The reopening of alcohol shops has also robbed the opportunity of the addicts to give up liquor, says C. Ramasubramanian, a senior psychiatrist and founder of M.S. Chellamuthu Trust and Research Foundation. “The permanent solution to give up alcohol is a change of mental attitude, for which restricting easy accessibility of alcohol was an important aspect,” he says.

Concurring with this viewpoint, the chairman of Alcoholics Anonymous group in Madurai, says, “Many alcoholics had overcome withdrawal symptoms in the initial days of the lockdown and started to adopt more positive practices in their everyday routine. Now they are unable to control their desire to drink”.

On May 25 the local women at Tiruvallur near Chennai gathered in front of a liquor shop and tried to chase away the men standing in the queue. The police pacified the women. On the same day, the local public at Karaikal held a protest against Puducherry government’s decision to re-open the liquor shops.

In Didigul district of Tamil Nadu the ex-army soldiers and former police were hired for Covid-19 related work. Sadly, they are now made to ‘guard’ the liquor shops. One of them said to the local meadia person, “Sir, I served in the Indian Army safeguarding the ‘borders’ of the country. It made me proud of myself and my service. Now I am ashamed of myself since I am forced to ‘guard the liquor shop’ and that too in my army unifrom. Shame on our country!”.

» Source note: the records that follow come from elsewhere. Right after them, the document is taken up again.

Issue #1704, opened 2020-11-05
Sitewide activity post media is missing on /members/username/media (bp nouveau template)


razor2016:
Hi rtCamp,

Thanks for this amazing plugin.

I'm reporting a bug when using rtmedia with bp nouveau template pack.

When a user post media in the sitewide activity, it should appear on his/her profile media tab (example.com/members/username/media). This is the expected behavior and works fine with the bp legacy template.

**The problem**:
The problem only seems to occur with the bp nouveau template, and when the user uploads media from the sitewide activity, not from profile > activity (works fine there).

It's tricky, so I will try my best to explain "why and how to recreate it on your end."

**Scenario-1 (when it works):**
If the user doesn't have `#whats-new-post-in` select-box in his/her sitewide activity uploader and if he/she post a photo/video there, it appears on his/her profile media tab (members/username/media). This is expected.

![Capture](https://user-images.githubusercontent.com/20941700/98223989-180fe500-1f7d-11eb-827b-24de39ba949e.PNG)
![Capture1](https://user-images.githubusercontent.com/20941700/98223993-19411200-1f7d-11eb-93c2-c31fa4ab00b0.PNG)

**Scenario-2 (when it doesn't work):**
Let's say the user has joined a group, so now he/she has `#whats-new-post-in` select-box to select from, when posting a photo or video. Now if the user post a photo in the sitewide activity, that photo doesn't appear in his/her profile (members/username/media).

![Capture2](https://user-images.githubusercontent.com/20941700/98225274-bbadc500-1f7e-11eb-989a-08cd7fc123f4.PNG)
![Capture4](https://user-images.githubusercontent.com/20941700/98225279-bcdef200-1f7e-11eb-9fce-036b39839c87.PNG)

**The cause of the problem**: 
I tried to find the cause of the problem and what I found is:
In Scenario-1, the context_id of the uploaded media has a value 1 (see the `wp_rt_rtm_media` db table).
in Scenario-2, the context_id of the uploaded media has a value 0/null (see the `wp_rt_rtm_media` db table).

I didn't go further, checking why it gets 0/null in the scene-2. I am leaving that too you since everyone will benefit from it.

To recreate the issue:
1. you must use the bp nouveau template pack.
2. The user must have `#whats-new-post-in` select-box in his/her activity uploader. Perhaps join a group so that the `#whats-new-post-in` select-box would appear.
3. user has to post media at the sitewide activity (/activity), not at member/username/activity.

[...]

PR #1705, opened 2020-11-12
Fix GH-1704: Add support to post activity with media from sitewide activity stream from Nouveau template

SID177:
Sets proper context_id and context when posting activity with media from sitewide activity stream in Nouveau template
Also allows to select a particular group to post media and activity to

Fixes https://github.com/rtCamp/rtMedia/issues/1704


abhijitrakas (approved):
LGTM 👍

PR #1713, opened 2020-12-17
Add try catch and undefined check before checking action of ajax call

SID177:
- Add try catch and undefined check before checking action of ajax call
- To fix the conflict with EventON plugin, because for some ajax calls it doesn't pass `action` parameter


pooja-muchandikar:
Tested `fix/conflict-eventon-plugin` branch and the fix added is not conflicting with edit activity.

vaishaliagola27 (approved):

pooja-muchandikar:
Tested with `pre-release` branch and the fix added is not conflicting with edit activity.

pooja-muchandikar:
Tested with `develop` branch and the fix added is not conflicting with edit activity.

pooja-muchandikar:
Released with `v4.6.6`

Issue #1723, opened 2021-01-05
Javascript string translation errors


pooja-muchandikar:
Need to work on following ticket, details are mentioned in the ticket. https://wordpress.org/support/topic/javascript-string-translation-errors/#post-13865199

NicestRudeGuy:
@vaishaliagola27  
Inside **rtMedia plugin** we have used wp_localize_script method several places 
for example https://github.com/rtCamp/rtMedia/blob/develop/app/main/RTMedia.php#L1319
`
wp_localize_script( 'rtmedia-main', 'rtmedia_gallery_reload_on_upload', '1' );
`
but inside the official documentation the last param is supposed to be an array https://developer.wordpress.org/reference/functions/wp_localize_script/

the issue arrises when we the person uses php v8 with WP. currently wordpress 5.6 supports php 7.4 but php 8.0 support is in beta so in near future we will face this issue ( warnings ) . several of our addons might be affected if we change it.

Also for single data do we need to pass array or we can just pass the data directly ?

vaishaliagola27:
@NicestRudeGuy 

We have use single dimensional array as value and change in respective js files.

NicestRudeGuy:
@vaishaliagola27 
These only exist in PHP 8.0 and are everywhere even in the addons will require update in all the addons as well .  Cant seem to find a better way to solve this problem except manually updating rtMedia plugin and all the addons

SID177:
Maybe we can do something like this:
- Make changes in core rtMedia plugin and test it, keep the old code for now so it works with older versions of premium add-ons and themes
- By referring to these changes, make changes in premium add-ons and themes, test it and release them, make sure to add backward compatibility in add-ons and themes so that it works with recent rtMedia versions
- Release rtMedia core with the changes
- After 2-3 releases, maybe we can remove the older code for `wp_localize_script` from core plugin and backward compatibility code from add-ons and themes

NicestRudeGuy:
> Maybe we can do something like this:
> - Make changes in core rtMedia plugin and test it, keep the old code for now so it works with older versions of premium add-ons and themes
> - By referring to these changes, make changes in premium add-ons and themes, test it and release them, make sure to add backward compatibility in add-ons and themes so that it works with recent rtMedia versions
> - Release rtMedia core with the changes
> - After 2-3 releases, maybe we can remove the older code for `wp_localize_script` from core plugin and backward compatibility code from add-ons and themes


[...]

PR #1724, opened 2021-01-07
Fix/issue GH-1723

NicestRudeGuy:
### Introduction 
When using **PHP v8** with wordpress there are several notices regarding localization function , it requires you to pass a array in the 3rd param , in the codebase we have used single var which doesn't conflicts but it started giving warnings/notices in admin dashboard as well as every page.

_REF_: https://wordpress.org/support/topic/javascript-string-translation-errors/#post-13865199

### Solution
I grouped similar sort of variables where possible and single arrays inside conditional statements . Added conversion in the top of the **JS** files so that we wont have to go in the code and change every variable manually. 

### Tested on PHP 7 and 8 no issues found


VijayaRaghavanM:
Closing this PR as the issues are already fixed in https://github.com/rtCamp/rtMedia/pull/1728

Issue #1727, opened 2021-03-08
Hide the download option for video player


pooja-muchandikar:
There is option to download the video file even if there is not download plugin enabled. This option is default player option which needs to be hidden.

## Solution 

Fix is to add a custom code/make code changes to hide this.

pooja-muchandikar:
https://github.com/rtCamp/rtMedia/pull/1743#issuecomment-919876863

pooja-muchandikar:
Cross-checked this issue with `develop` branch and the fix looks fine. 
<img width="951" alt="Screenshot 2021-09-16 at 1 13 52 AM" src="https://user-images.githubusercontent.com/41000648/133499124-a9c9deca-8f32-40bd-98dc-457bf5fd3997.png">

pooja-muchandikar:
Cross-checked the issue with `master` branch and works as expected.

pooja-muchandikar:
Issue fixed and released in version `4.6.7`

<img width="1071" alt="Screenshot 2021-09-16 at 7 44 00 PM" src="https://user-images.githubusercontent.com/41000648/133628082-6cc22881-eece-4907-a1a6-e9166df65b2e.png">

PR #1734, opened 2021-06-24
Fix GH-1727: hide download option for video player

kapilpaul:
This PR will hide the download option from video player.

issue: #1727


OpuRockey (approved):

pooja-muchandikar:
@kapilpaul 
if you are available can you please check?
I can still see the download option

image

PR #1744, opened 2021-09-16
fix: manual upload with/without text

kapilpaul:
fix: manual upload with/without text

### DIFF
--- a/app/assets/js/rtMedia.backbone.js
+++ b/app/assets/js/rtMedia.backbone.js
@@ -1186,6 +1186,18 @@ jQuery( document ).ready( function( $ ) {
 		}
 	} );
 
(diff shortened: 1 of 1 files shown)


app/assets/js/rtMedia.backbone.js
```diff
@@ -1186,6 +1186,18 @@ jQuery( document ).ready( function( $ ) {
 		}
 	} );
 
+	// change color of what's new if content is &nbsp;
+	let whatsNew = jQuery( '#whats-new' );
```
SID177, line 1190: It seems this var is not being changed anywhere, use `const` instead

SID177 (approved):

Issue #1548, opened 2020-02-06
Count on Media tab remains on adding/deleting media


pooja-muchandikar:
```
Test Environment
WordPress: v5.3.2
rtMedia: v4.5.11
BuddyPress: v5.1.2
```

**Steps to reproduce:**
1. Go to Media page
2. Upload media 
3. Check the count of media on media tab. The count doesn't increase. 
ex: if the previous count is 4 then on uploading new image the count should be 5 but the count is not shown. The count is shown but on explicitly reloading the page which shouldn't be. Count should be shown immediately. 

**Note: Same thing applies while deleting media as well.**

Refer the visual -> https://drive.google.com/file/d/1FcgdavcB05zxWtNWii1IB8q2dqlRjoAD/view

vermadarsh:
@pooja-muchandikar 
Added 1 filter and 2 actions in this fix.

Filter
`rtmedia_media_delete_success_message` - This filter helps in me modifying the success message that is printed after media is deleted successfully.

Actions
`rtmedia_before_media_delete` - This action fires just before the media is deleted.
`rtmedia_after_media_delete` - This action fires just after the media is deleted.

pooja-muchandikar:
https://github.com/rtCamp/rtMedia/pull/1751#issuecomment-933410549 

https://github.com/rtCamp/rtMedia/pull/1752#issuecomment-933410069

PR #1752, opened 2021-10-04
fix: count media on upload

kapilpaul:
issue: #1548


pooja-muchandikar:
@kapilpaul 

Cross-checked this PR and the fix is working as expected. Please merge the PR.

Issue #1010, opened 2017-11-02
Responsive devices --> Portrait mode - Gallery media search box alignment issue on


kjnanda:
Please check this screenshot.
1. iPhone 6S 
![unnamed image 6](https://user-images.githubusercontent.com/15173772/32319634-4477ad16-bfe1-11e7-98ae-f42354ba6057.png)

2. Samsung Galaxy S8
![samsung galaxy s8](https://user-images.githubusercontent.com/15173772/32319948-2e456a78-bfe2-11e7-8e60-6aaec66a9959.png)

PR #1763, opened 2021-10-18
fix media search box

Pradeep1308:
**What Fixed? :hammer:** 
Gallery media `search box` alignment

ref: #1010


app/assets/admin/css/admin.css
```diff
@@ -159,8 +159,8 @@
   -webkit-box-flex: 0;
       -ms-flex: 0 0 auto;
           flex: 0 0 auto;
-  padding-right: 0.5rem;
-  padding-left: 0.5rem;
+  padding-right: .5rem;
```
kapilpaul, line 162: please do not remove the leading 0. fix on the other lines too where you removed.

kapilpaul: Grunt build files are .min.css . please check again if its converted by grunt.

kapilpaul (changes requested):

PR #404, opened 2016-04-02
[ADD] email_template_qweb

hbrunn:
# 
# QWeb for email templates

This module was written to allow you to write email templates in QWeb instead
of jinja2. The advantage here is that with QWeb, you can make use of
inheritance and the `call` statement, which allows you to reuse designs and
snippets in multiple templates, making your development process simpler.
# Usage

- Select `QWeb` in the field `Body templating engine`
- Select a QWeb view to be used to render the body field
- Apart from QWeb's standard variables, you also have access to `object` and
  `email_template`, which are browse records of the current object and the
  email template in use, respectively.

Demo data contains an example on how to separate corporate identity from a
template's content.


hbrunn:
for me, this module is a full replacement for `email_template_template`: https://github.com/OCA/server-tools/blob/8.0/email_template_template/__openerp__.py#L27 - should I include deleting this one in this PR or do we want to keep it around in case someone made heavy use of this in 7.0 or 6.1 and it's not feasible to move the templates to qweb during migration?

elicoidal:
@hbrunn what about the repo reporting-engine?

hbrunn:
@elicoidal this has nothing to do with reporting, so I wouldn't see why. What's your reasoning here? If we don't want it in server-tools, I think the crm repo is a good place, at least it contains a couple of addons dealing with mails

pedrobaeza:
It's difficult to classify this module indeed. What about OCA/social?

hbrunn:
social is a good choice too I think. So do we agree on moving this to social? And what do you think about email_template_template?

pedrobaeza:
OK for moving. What do you mean with email_template_template? Do you refer to the name of the module? I see it OK.

hbrunn:
no, what I wrote in the first comment: https://github.com/OCA/server-tools/pull/404#issuecomment-204694356 - I wrote `email_template_template` to support inheritance which you get for free here. Given the code is a bit clumsy and qweb templates are a lot more elegant in my opinion, I won't continue developing this module and don't see a reason (except for having a lot of legacy templates) why anyone else should

pedrobaeza:
Yeah, for sure. That module is useless with this new module, but people may use it for this stable version, so we should keep it, and mark in v9 that the module won't be migrated in favor of the new one.

hbrunn:
it was never ported to 8.0: https://github.com/OCA/server-tools/blob/8.0/email_template_template/__openerp__.py#L103 - so I'd suggest making PRs to remove the module in 8.0 and 9.0, and putting a note in 7.0's readme that the module is superseded by this one.

pedrobaeza:
OK, perfect then. Do you proceed?

hbrunn:
yes, I will. Just not right now, I'm on something else currently

elicoidal:
:+1:  for the move to OCA/social

atchuthan:
@hbrunn I was looking for this module... thanks
tested the functionality at Runbot :+1:

lasley:
Excellent module, also tested on Runbot. Code looks to be inline with what I know of OCA standards as well :+1:

hbrunn:
moved to https://github.com/OCA/social/pull/55

jholze:
@hbrunn just a question, i couldn't check it in a odoo instance. Will this work with the email editor ? So editing a mail template will be possible as it is ?

hbrunn:
no

PR #407, opened 2016-04-05
[FIX] Do not die miserably when you get `False` as the HTML input. Test it.

yajo:
Title says it all. This fixes an ugly bug in the module. Simple fix, simple test.

@rafaelbn


hbrunn:
:+1:

pedrobaeza:
:+1:

sebalix:
:+1:

PR #408, opened 2016-04-06
[ADD] users_ldap_populate: migrate functionality added to 6.1 after 7.0 port

hbrunn:
This module was ported in mid 2013 from https://github.com/Therp/Therp-Addons/tree/6.1/users_ldap_populate, but we kept developing it for our 6.1 customers. This brings both versions to the same level.

I considered taking the opportunity to move the code to new standards, but this would create a lot of noise in the diff, so we can better do this afterwards (now our last customer using this has migrated away from 6.1, so from our side, probably no further 6.1 developments will happen)

### DIFF
--- a/users_ldap_populate/README.rst
+++ b/users_ldap_populate/README.rst
@@ -1,0 +1,72 @@
+.. image:: https://img.shields.io/badge/licence-AGPL--3-blue.svg
+    :alt: License: AGPL-3
+
+=============
+LDAP Populate
+=============
+
+This module allows to prepopulate the user database with all entries in the
+LDAP database.
+
+Installation
+============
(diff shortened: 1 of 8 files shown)


gurneyalex (approved):

gurneyalex:
@hbrunn I like this new feature. Much wanted. Do you mind if I squash when merging?

hbrunn:
@gurneyalex not at all, go ahead! (I'd do it myself if there were signed commits involved, but this ancient one is more convenient via the github UI)

gurneyalex:
@hbrunn I will take care of having these forward ported to 9.0 and 10.0

PR #409, opened 2016-04-06
[PORT] [9.0] record_archiver

yvaucher:


pedrobaeza:
Interesting module! In a talk with @odony, he told me that they tried something similar with a customer, but at the end, Postgres doesn't scale well with large tables, and they ended up having a twin table where they dump old data.

Do you have any stat on this?

yvaucher:
@pedrobaeza We already had it on 7.0 and used it for quite a while (aprox. 7 month): 
https://github.com/OCA/server-tools/tree/7.0/record_archiver

We used it on a database of 50 Gb to speed up a bit things. I don't have any stats to show though.

yvaucher:
Just added a little PEP8 fix in tests

record_archiver/models/record_lifespan.py
```diff
@@ -0,0 +1,114 @@
...
+        recs.invalidate_cache()
+        _logger.info(
+            'Archived %s %s older than %s',
+            len(recs.ids), model_name, expiration_date)
+
+    @api.multi
+    def archive_records(self):
+        """ Call the archiver for several record lifespans """
+        for lifespan in self:
+            self._archive_lifespan_records()
```
atchuthan: use lifespan instead of self
**lifespan**._archive_lifespan_records()

record_archiver/models/record_lifespan.py
```diff
@@ -0,0 +1,114 @@
...
+    @api.multi
+    def _archive_domain(self, expiration_date):
+        """ Returns the domain used to find the records to archive.
+
+        Can be inherited to change the archived records for a model.
+        """
+        model = self.env[self.model_id.model]
+        domain = [('write_date', '<', expiration_date)]
+        if 'state' in model._columns:
+            domain += [('state', 'in', ('done', 'cancel'))]
```
atchuthan, line 67: If we set the archive feature for a custom model where the 'state' does not contain 'done' or 'cancel' options, then this domain will fail(Invalid leaf error).  
It would be best to get the domain from the FORM view itself.

yvaucher, line 67: No, the state needs one of the 2 states to work. If one of the two is missing, it doesn't matter. There is no check on the domain compared values.
This is the default behaviour as `'done'` and `'cancel'` are standard states.

If you made a model than doesn't respect this, you can still override `_archive_domain` in a new module to extend this function.

record_archiver/models/record_lifespan.py
yvaucher: Good catch

yvaucher:
Fixed loop error

record_archiver/models/record_lifespan.py
atchuthan, line 67: okay

atchuthan:
code reviewed :+1:

odony:
@pedrobaeza for the record, the problem with archiving is not exactly that PostgreSQL does not scale for large tables, but rather that mixing 2 "independent" types of records in the same tablespace is inefficient. In order to get a speed improvement you'll need to add indexes on the `active` column (there is none by default). Then imagine you have 30% of active records, and 60% of inactive records: because those are randomly organized inside the table data files, using an index to access the active records will actually cause more work (due to random access in many files) than sequentially reading all data files and skipping the inactive one. The PostgreSQL query planner will detect this and will always perform full table scans, making the index useless.

That said, deactivating records might still provide a performance boost if the data organization makes it possible (e.g. if you have 95% deactivated records, which may take time), or if you use other techniques, like table partitioning, which may require modified queries.

Of course you could decide to archive records for other reasons than performance...

pedrobaeza:
Thanks for the insights, @odony! I didn't remember well the details. I only remember the conclusion that it's not the best option for lot of cases. But now all is clear.

record_archiver/README.rst
```diff
@@ -0,0 +1,71 @@
...
+===========
+
+Bugs are tracked on `GitHub Issues
+<https://github.com/OCA/server-tools/issues>`_.  In case of trouble, please
+check there if your issue has already been reported.  If you spotted it first,
+help us smashing it by providing a detailed and welcomed `feedback
+<https://github.com/OCA/
+server-tools/issues/new?body=module:%20
+record_archiver%0Aversion:%20
+9.0%0A%0A**Steps%20to%20reproduce**%0A-%20...%0A%0A**Current%20behavior**%0A%0A**Expected%20behavior**>`_.
```
yvaucher, line 46: This has just changed 
https://github.com/OCA/maintainer-tools/pull/180

guewen:
@odony thanks a lot for your comment! Indeed, an index is useless in most cases on a boolean field, and we didn't add indexes on the `active` field. Still, IIRC we did observe general performance UX improvements (in m2o, searches, ...) in 7.0 after using this addon on a large database (but we have no numbers though..), I guess because after a `SELECT ... WHERE active = True` there is less rows to process. 

All in all, this addon probably doesn't improve posgres' performance, and should not be seen as a postgres archiving technique, rather as an odoo archiving one :)

It's worth to check if if we notice an improvement or not on 9.0 using this technique.

grindtildeath (approved):
As this was migrated to 11.0 and is already merged for a newer version, I guess the original PR should be merged as well.

dreispt:
@guewen I'm late into the party, but I recently learned about partial indexes: you add a WHERE clause to the Index, and it will be created only for the records meeting that criteria.
There indexes are preferred to the full table ones.
So, if you add `WHERE active=true` to the Index, you will get much faster index scans for most of the queries.
This could be a nice recommendation to add to the module's docs.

Unreported domestic violence (wife and child beating) and sexual abuse are on the increase. Children are getting into a ‘depression mode’ due to repeated domestic violence. Ministry of women and child welfare and human rights commission do not seem to bother about the negative consequences of the re-opening of the liquor shops. Protests of women, social activists and opposition parties seem to go into the drain.

Neither state governments nor judiciary is in a mood to listen to people’s complaints. Their only target is ‘big sale and huge revenue’. The alcohol business blooms at the cost of human disaster. What an irony!